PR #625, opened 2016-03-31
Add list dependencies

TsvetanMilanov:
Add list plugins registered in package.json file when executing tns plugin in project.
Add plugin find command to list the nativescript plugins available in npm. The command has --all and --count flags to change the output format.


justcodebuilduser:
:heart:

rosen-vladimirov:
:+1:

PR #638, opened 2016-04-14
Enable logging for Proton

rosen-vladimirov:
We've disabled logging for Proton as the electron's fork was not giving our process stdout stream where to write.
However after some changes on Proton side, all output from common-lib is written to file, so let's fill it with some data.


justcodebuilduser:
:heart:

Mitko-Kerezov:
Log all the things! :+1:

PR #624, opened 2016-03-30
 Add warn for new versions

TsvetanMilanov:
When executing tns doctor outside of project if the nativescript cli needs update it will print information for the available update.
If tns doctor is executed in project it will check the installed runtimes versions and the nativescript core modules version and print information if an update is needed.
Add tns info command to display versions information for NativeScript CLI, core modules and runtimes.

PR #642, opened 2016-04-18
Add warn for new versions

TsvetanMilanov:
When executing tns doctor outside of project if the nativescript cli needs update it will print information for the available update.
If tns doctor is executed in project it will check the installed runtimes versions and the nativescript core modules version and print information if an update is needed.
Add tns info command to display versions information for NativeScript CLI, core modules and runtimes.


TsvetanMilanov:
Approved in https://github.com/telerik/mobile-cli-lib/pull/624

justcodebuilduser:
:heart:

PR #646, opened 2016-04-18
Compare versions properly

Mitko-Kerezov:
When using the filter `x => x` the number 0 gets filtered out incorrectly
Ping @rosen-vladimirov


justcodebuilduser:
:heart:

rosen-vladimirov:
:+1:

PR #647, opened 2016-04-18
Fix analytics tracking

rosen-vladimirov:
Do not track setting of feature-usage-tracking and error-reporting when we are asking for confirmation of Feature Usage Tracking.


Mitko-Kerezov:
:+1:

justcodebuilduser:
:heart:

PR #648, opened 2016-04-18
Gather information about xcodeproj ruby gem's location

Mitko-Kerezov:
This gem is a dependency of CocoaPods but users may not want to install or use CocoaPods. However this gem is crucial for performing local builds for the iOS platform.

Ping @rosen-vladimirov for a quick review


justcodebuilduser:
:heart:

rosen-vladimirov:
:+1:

...

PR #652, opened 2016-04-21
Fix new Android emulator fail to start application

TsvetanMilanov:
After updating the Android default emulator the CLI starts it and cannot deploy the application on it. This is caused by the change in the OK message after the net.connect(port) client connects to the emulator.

* * *

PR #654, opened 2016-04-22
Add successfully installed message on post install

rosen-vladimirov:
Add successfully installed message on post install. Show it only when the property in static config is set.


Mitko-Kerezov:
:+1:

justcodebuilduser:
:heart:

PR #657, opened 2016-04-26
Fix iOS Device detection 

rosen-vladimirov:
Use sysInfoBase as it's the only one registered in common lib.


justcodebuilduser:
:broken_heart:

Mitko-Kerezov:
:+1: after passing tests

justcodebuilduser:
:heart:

- **What to work on**
Search the listing for the string "registered". Copy each line where it is found.

- **Written answer**
Add list plugins registered in package.json file when executing tns plugin in project.
Use sysInfoBase as it's the only one registered in common lib.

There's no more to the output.